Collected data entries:
+--
Issue #1412, opened 2015-05-25
Add veto PV toggle to REXIS XES Scans when pausing 


epengr:
The REIXS XES detector can't actually pause, but a veto line can be use to have it ignore all incoming counts - which amounts to the same thing.

I'd like the XES scan to toggle the OprVeto to '1' when the scan is paused and to '0' when it unpauses.

                    PDTR1610-4-I21-01:OprVeto       - turns veto on and off
                    PDTR1610-4-I21-01:Veto:state   - shows the current state of the veto

XuetaoLiu-CLS:
Time Estimate: 6 hours

PR #1929, opened 2016-01-29
PullRequest for Issue1412: add pausable AMTimer and enable the pause feature for the MCP detector of REIXS

XuetaoLiu-CLS:
1) add the pausable AMTimer, which can be paused/resumed
2) for the MCP detector of REIXS, when the XES scan is paused/resumed, the dwell timer will be paused/resumed as well.
30 when MCP detector dwelling is paused/resumed, the Veto controller will be disabled/enabled as well

#1412


XuetaoLiu-CLS:
@iainworkman do you mind review this PR? thx

source/acquaman/REIXS/REIXSXESScanController.cpp
```diff
@@ -182,6 +182,16 @@ bool REIXSXESScanController::startImplementation() {
...
 
+void REIXSXESScanController::pauseImplementation()
+{
+	REIXSBeamline::bl()->mcpDetector()->pauseDwelling();
+}
+
+void REIXSXESScanController::resumeImplementation()
+{
+	REIXSBeamline::bl()->mcpDetector()->resumeDwelling();
+}
```
iainworkman: What happens to the detector in cases where the Scan Controller is paused, and then cancelled or skipped? Will the veto remain active for the detector?

iainworkman:
Looks good. Just one question about ensuring the state of the detector always returns to the same state through each scan.

source/beamline/REIXS/REIXSXESMCPDetector.cpp
```diff
@@ -205,6 +211,24 @@ void REIXSXESMCPDetector::setTotalCountTarget(int totalCountTarget){
 		totalCountTarget_ = totalCountTarget;
 }
 
+void REIXSXESMCPDetector::pauseDwelling()
+{
+	if (dwellTimeTimer_) {
```
dretrex: If we don't have a dwell timer, do we still want to do this toggleVeto?  Seems like they would work together.

source/acquaman/REIXS/REIXSXESScanController.cpp
dretrex: More importantly, there are no `setPaused()` or `setResumed()` calls.  @XuetaoLiu-CLS, did you manage to get it into these states in testing?

source/util/AMTimer.h
```diff
@@ -0,0 +1,160 @@
...
+#define AMTIMER_H
+
+#include <QTimer>
+#include <QTime>
+/*!
+  * A class which provides a wrapper of a QTimer, adding the ability to pause/
+  * unpause, with setPaused(bool) and to find out how long time timer has been
+  * running with elapsedTime().
+  */
+class AMTimer : public QObject
```
dretrex: Design choice question.  What is the reason for choosing to encapsulate a QTimer rather than inherit from it?

dretrex:
Couple questions.
Time Estimate: 5 minutes

source/util/AMTimer.h
iainworkman: I worked on the original outline of the class back at the end of May before starting on the SGM Upgrade (Sheldon picked it up off me). To be honest I can't remember the reason I chose one over the other.

source/acquaman/REIXS/REIXSXESScanController.cpp
XuetaoLiu-CLS: @iainworkman Good call. When scan is cancelled/skipped, we will stop the timer ans set it to null. But Veto should be off when scan is cancelled/skipped/finished and be on when scan start. I will update that.

@dretrex I didn't test it yet. I want Iain to have a check whether I'm on the right track.

source/util/AMTimer.h
XuetaoLiu-CLS: When I was working on the functions `isActive()`, `isRunning()`, `isPaused()`, I found that it is easier/clearer to encapsulate a QTimer than inherit from it.

source/beamline/REIXS/REIXSXESMCPDetector.cpp
XuetaoLiu-CLS: It is changed now, ToggleVeto will work with the timer

XuetaoLiu-CLS:
As the test result, toggling veto won't control the MCP detector from pausing/resuming updating the total count

XuetaoLiu-CLS:
Test is done.

@dretrex @iainworkman I made some small changes due to the test. you can review those changes when you have time. Thx

source/beamline/REIXS/REIXSXESMCPDetector.cpp
```diff
@@ -343,3 +371,13 @@ void REIXSXESMCPDetector::acquisitionCancelledHelper(){
...
+
+void REIXSXESMCPDetector::toggleVeto(bool on)
+{
+	if (vetoControl_->isConnected() && vetoStateControl_->isConnected()) {
+		if (on)
+			vetoControl_->move(0); // veto off is to enable updating
+		else
+			vetoControl_->move(1); // veto on is to disable updating
+	}
+}
```
iainworkman: I feel like the semantics of this are backwards.
veto suggests stopping updates, which we can see in the if statement of this function is currently semantically reversed to the pv values. 
```
void REIXSXESMCPDetector::toggleVeto(bool on) {
    if(on)
        move veto pv to off
    else
        move veto pv to on
}
```

the result of this is that all the calls in the rest of the class also seem backwards eg.

```C++
void REIXSXESMCPDetector::resumeDwelling()
{
    if (dwellTimeTimer_) {
        dwellTimeTimer_->resume();
        toggleVeto(true);
     }
}
```
If we're resuming dwelling, it makes sense to turn the veto off.
The logic of the if statement needs to be reversed in ```toggleVeto```, and the boolean values need to be reversed in all the calls to ```toggleVeto```

XuetaoLiu-CLS: @iainworkman yes, the function name is not clear. It might be clear to rename the `toggleVetor()` function to `toggleMCPCountUpdate()`.

iainworkman:
With those changes this looks good to me.

XuetaoLiu-CLS:
@dretrex just noticed that this PR is still open. Do you mind taking a look at it? Thx.

@iainworkman did his review and the test is done.

dretrex:
Certainly.  Sorry for the delay.

source/beamline/REIXS/REIXSXESMCPDetector.cpp
dretrex: I think for clarity of this particular method we should not use "toggle".  Since we are specifically stopping the detector from counting photons, I would suggest a name such as `disableMCPCountUpdate(bool)`.  It also makes the boolean value map to the control value a little better as well because, if I'm reading correctly, the function would look like this,

```c++
if (disableUpdate)
    vetoControl_->move(1);
else
    vetoControl_->move(0);
```

dretrex:
Only the one comment.  Looks good otherwise!
Time Estimate: 5 minutes

PR #1931, opened 2016-01-30
Pull Request for Issue1671: Enumerated bi-state control

helfrij:
- Modified AMExclusiveStatesEnumeratedControl to inherit from AMSingleEnumeratedControl, instead of AMEnumeratedControl.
+--
Brief: Each line of the entries above that includes the string "same" should be copied out.

Exercise response:
The REIXS XES detector can't actually pause, but a veto line can be use to have it ignore all incoming counts - which amounts to the same thing.
Looks good. Just one question about ensuring the state of the detector always returns to the same state through each scan.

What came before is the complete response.